Task goal. Tally the lines in the listing below that contain "class" and report the tally alone.
-- Opening Marker --
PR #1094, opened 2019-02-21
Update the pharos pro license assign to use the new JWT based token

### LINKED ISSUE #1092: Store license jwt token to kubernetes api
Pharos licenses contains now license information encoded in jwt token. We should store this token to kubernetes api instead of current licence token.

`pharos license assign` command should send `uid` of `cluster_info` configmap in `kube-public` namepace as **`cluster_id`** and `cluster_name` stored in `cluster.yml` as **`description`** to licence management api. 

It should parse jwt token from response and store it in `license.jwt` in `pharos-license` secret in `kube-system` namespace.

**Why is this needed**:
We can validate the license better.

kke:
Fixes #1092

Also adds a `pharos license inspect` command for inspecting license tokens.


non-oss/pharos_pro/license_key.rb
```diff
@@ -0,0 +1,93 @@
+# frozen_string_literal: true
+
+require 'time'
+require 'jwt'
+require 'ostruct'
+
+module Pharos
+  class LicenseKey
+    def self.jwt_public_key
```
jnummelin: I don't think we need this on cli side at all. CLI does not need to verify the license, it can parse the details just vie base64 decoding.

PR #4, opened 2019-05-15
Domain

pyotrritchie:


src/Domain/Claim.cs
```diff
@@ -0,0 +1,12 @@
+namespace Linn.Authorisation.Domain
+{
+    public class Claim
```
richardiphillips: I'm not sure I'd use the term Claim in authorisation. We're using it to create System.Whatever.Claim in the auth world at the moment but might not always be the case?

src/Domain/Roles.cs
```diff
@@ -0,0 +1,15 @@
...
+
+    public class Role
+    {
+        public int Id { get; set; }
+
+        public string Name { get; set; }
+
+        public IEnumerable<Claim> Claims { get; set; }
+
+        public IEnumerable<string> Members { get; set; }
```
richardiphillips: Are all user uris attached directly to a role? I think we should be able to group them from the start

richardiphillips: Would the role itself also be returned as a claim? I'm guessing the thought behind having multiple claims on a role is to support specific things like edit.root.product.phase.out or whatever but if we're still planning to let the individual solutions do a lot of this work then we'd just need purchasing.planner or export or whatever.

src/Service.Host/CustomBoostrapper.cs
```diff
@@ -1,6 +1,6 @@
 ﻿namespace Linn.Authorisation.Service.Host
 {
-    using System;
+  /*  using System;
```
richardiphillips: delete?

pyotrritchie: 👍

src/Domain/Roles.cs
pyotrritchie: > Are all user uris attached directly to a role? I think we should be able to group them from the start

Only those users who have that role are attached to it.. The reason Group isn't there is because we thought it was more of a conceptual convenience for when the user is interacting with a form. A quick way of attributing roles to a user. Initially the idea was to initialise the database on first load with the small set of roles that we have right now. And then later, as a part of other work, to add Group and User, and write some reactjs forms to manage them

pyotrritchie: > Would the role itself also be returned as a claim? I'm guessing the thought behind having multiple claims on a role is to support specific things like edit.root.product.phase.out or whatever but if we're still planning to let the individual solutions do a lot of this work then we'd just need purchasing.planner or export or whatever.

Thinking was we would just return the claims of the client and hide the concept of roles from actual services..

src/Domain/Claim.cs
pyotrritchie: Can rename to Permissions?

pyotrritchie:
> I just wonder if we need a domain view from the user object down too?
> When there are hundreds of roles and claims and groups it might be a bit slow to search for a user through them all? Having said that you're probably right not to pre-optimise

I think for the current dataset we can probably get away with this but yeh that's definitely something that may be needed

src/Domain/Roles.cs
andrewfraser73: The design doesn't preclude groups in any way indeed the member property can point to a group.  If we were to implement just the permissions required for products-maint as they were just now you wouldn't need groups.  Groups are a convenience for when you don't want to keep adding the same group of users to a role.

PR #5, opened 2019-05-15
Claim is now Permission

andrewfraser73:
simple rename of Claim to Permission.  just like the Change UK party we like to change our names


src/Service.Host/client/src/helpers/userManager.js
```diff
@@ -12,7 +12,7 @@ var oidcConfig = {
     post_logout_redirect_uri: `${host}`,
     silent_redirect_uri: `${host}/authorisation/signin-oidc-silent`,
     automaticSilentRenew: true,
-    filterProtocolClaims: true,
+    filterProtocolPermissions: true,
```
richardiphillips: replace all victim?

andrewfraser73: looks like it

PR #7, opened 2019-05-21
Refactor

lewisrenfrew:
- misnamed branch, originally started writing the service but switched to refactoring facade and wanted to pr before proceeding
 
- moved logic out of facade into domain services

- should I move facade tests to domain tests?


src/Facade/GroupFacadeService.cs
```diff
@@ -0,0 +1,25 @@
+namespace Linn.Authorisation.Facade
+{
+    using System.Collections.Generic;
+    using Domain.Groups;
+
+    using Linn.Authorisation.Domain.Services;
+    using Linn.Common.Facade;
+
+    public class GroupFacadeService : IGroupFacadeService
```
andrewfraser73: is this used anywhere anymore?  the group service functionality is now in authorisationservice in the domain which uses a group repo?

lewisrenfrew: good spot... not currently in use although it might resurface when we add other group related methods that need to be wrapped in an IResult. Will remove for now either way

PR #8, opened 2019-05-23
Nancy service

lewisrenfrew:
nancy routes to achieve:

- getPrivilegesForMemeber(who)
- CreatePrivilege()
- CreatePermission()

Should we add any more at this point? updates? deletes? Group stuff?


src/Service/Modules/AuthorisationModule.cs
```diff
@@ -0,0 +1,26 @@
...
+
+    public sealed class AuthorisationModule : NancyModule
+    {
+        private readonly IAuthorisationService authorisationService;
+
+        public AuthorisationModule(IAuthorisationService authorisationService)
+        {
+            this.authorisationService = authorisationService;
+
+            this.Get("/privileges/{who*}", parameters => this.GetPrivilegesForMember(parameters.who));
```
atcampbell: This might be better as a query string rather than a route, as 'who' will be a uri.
-- Closing Marker --
-- Opening Marker --
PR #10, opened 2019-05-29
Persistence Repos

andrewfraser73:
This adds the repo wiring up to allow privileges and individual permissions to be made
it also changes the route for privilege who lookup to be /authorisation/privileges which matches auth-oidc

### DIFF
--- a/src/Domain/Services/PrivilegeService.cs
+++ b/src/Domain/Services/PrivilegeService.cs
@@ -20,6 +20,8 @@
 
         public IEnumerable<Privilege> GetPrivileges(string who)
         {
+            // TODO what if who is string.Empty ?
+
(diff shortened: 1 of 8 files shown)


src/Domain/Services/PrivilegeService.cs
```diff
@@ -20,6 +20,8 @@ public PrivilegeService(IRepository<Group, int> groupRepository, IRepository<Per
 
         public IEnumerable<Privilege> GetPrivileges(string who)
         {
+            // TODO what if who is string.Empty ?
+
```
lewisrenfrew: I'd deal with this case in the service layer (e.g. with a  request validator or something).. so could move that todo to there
-- Closing Marker --
Expected output. 5